Advisor
The advisor is an optional per-harness hook that lets a stronger model answer focused strategic questions during a trial.
How it works
Inside a harness run, an adapter can issue an AdvisorRequest whenever it hits a decision point:
@dataclass(frozen=True)
class AdvisorRequest:
goal: str # what the agent is trying to do overall
problem: str # the specific thing it is stuck on now
attempt: str | None = NoneThe advisor returns a structured response:
@dataclass(frozen=True)
class AdvisorResponse:
advice: str # strategic guidance
suggested_action: str # one concrete next step
confidence: float # 0.0 to 1.0
reasoning: str # why this suggestionThe advisor returns guidance only. It does not write output files or invoke tools. The agent decides what to do with the response.
Configuration
Advisor settings live in the harness config, not the task:
[advisor]
model = "au.anthropic.claude-sonnet-4-6" # the advising model
max_uses = 5 # calls allowed per trial
max_response_tokens = 500 # keep advice concise
context_window = 10 # recent turns to include
enabled = truemax_uses is a hard cap per trial.
Per-adapter context
Different adapters give the advisor different context.
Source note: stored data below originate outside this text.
PR #2897, opened 2021-09-11
Add OpenAI's HumanEval dataset

lvwerra:
This PR adds OpenAI's [HumanEval](https://github.com/openai/human-eval) dataset. The dataset consists of 164 handcrafted programming problems with solutions and unittests to verify solution. This dataset is useful to evaluate code generation models.

PR #2916, opened 2021-09-15
Add OpenAI's pass@k code evaluation metric

lvwerra:
This PR introduces the `code_eval` metric which implements [OpenAI's code evaluation harness](https://github.com/openai/human-eval) introduced in the [Codex paper](https://arxiv.org/abs/2107.03374). It is heavily based on the original implementation and just adapts the interface to follow the `predictions`/`references` convention.

The addition of this metric should enable the evaluation against the code evaluation datasets added in #2897 and #2893.

A few open questions:

- The implementation makes heavy use of multiprocessing which this PR does not touch. Is this conflicting with multiprocessing natively integrated in `datasets`?
- This metric executes generated Python code and as such it poses dangers of executing malicious code. OpenAI addresses this issue by 1) commenting the `exec` call in the code so the user has to actively uncomment it and read the warning and 2) suggests using a sandbox environment (gVisor container). Should we add a similar safeguard? E.g. a prompt that needs to be answered when initialising the metric? Or at least a warning message?
- Naming: the implementation sticks to the `predictions`/`references` naming, however, the references are not reference solutions but unittest to test the solution. While reference solutions are also available they are not used. Should the naming be adapted?


lhoestq (commented):
What an interesting metric ! Thanks for adding it :)

I think we can keep predictions and references, it's not the best name but it would be difficult to change.

Also regarding the execution of code, I agree the strict minimum is to show a BIG warning to the user. 

One thing that we can do is raise an error that explains the risks and that says that the user has to set an environment variable like `HF_ALLOW_CODE_EVAL` is set to `1`, in order to make sure they commit to taking those risks. This could be a parameter to pass to `load_metric` as well. Let me know what you think is best or if you have other ideas

lhoestq:
> The implementation makes heavy use of multiprocessing which this PR does not touch. Is this conflicting with multiprocessing natively integrated in datasets?

It should work normally, but feel free to test it.
There is some documentation about using metrics in a distributed setup that uses multiprocessing [here](https://huggingface.co/docs/datasets/loading.html?highlight=rank#distributed-setup)
You can test to spawn several processes where each process would load the metric. Then in each process you add some references/predictions to the metric. Finally you call compute() in each process and on process 0 it should return the result on all the references/predictions

metrics/code_eval/code_eval.py
```diff
@@ -0,0 +1,186 @@
...
+    references: a list with a test for each prediction. Each test should evaluate the
+        correctness of a code candidate.
+    k: number of code candidates to consider in the evaluation (Default: [1, 10, 100])
+    n_workers: number of workers used to evaluate the canidate programs (Default: 4).
+    timeout:
+Returns:
+    pass_at_k: dict with pass rates for each k
+Examples:
+    >>> import os
+    >>> os.environ["HF_ALLOW_CODE_EVAL"] = "1"
```
lvwerra, line 79: @lhoestq I really liked your idea of having to set an environment variable. Currently, there is one issue: I need to set this also in the example in the doc string since the example is tested. I would like to avoid this since I think a lot of users would blindly copy-paste the example and then never see the warning that is raised if it is not set. Is there a way to set the environment variable in the test environment. Or do you propose another approach?

lvwerra:
Is there a good way to debug the Windows tests? I suspect it is an issue with `multiprocessing`, but I can't see the error messages.

metrics/code_eval/code_eval.py
lhoestq: Yes we can set the env variable in the CI runner in `.circleci/config.yml`

lhoestq:
Indeed it has an issue on windows.
In your example it's supposed to output
```python
{'pass@1': 0.5, 'pass@2': 1.0}
```
but it gets
```python
{'pass@1': 0.0, 'pass@2': 0.0}
```

I'm not on my windows machine today so I can't take a look at it. I can dive into it early next week if you want

lvwerra:
> I'm not on my windows machine today so I can't take a look at it. I can dive into it early next week if you want

That would be great - unfortunately I have no access to a windows machine at the moment. I am quite sure it is an issue with in exectue.py because of multiprocessing.

lhoestq (approved):
Thanks ! It looks all good :)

A tool-loop adapter might show recent tool calls and their results. An RLM adapter might show recent REPL commands and scratchpad notes. The AdvisorContextStrategy protocol lets each adapter curate exactly what the advisor sees:
class AdvisorContextStrategy(Protocol):
def build_advisor_context(
self,
request: AdvisorRequest,
conversation_state: Any,
) -> list[dict[str, str]]: ...This is why the same advisor model can sensibly coach both a REPL agent and a tool-loop agent: the adapter shapes the context to match its own execution model.
Usage tracking
Advisor calls are tracked separately from the main agent's token budget:
class AdvisorUsageStats(StrictModel):
calls_made: int
calls_remaining: int
advisor_input_tokens: int
advisor_output_tokens: int
advisor_cost_usd: floatReports can surface these alongside the base cost so readers can see the split: "this run cost USD 0.42 to execute, plus USD 0.18 in advisor calls".
Failure handling
If the advisor call fails (network error, provider timeout, parsing failure), the agent receives a safe fallback response:
AdvisorResponse(
advice="Advisor unavailable - proceed on your own judgement",
suggested_action="continue",
confidence=0.0,
reasoning="advisor call failed",
)A fallback response means the trial continues without useful guidance; the zero confidence indicates the advice should be ignored.
When to use it
The advisor pays off when the base model is fast and cheap but stumbles on strategic choices, such as a Haiku executor with Sonnet as the coach. Two signals that it is worth wiring up:
- Your agent consistently makes early wrong-direction choices that ripple into the rest of the trial
- The cheap model is competent at execution but chooses poorly; raising its ceiling matters more than raising its throughput
For a strong base model, the advisor is usually overkill. Spend the tokens on longer turn budgets. For a weak base model, the advisor can lift a task's success rate at a fraction of the cost of upgrading the executor.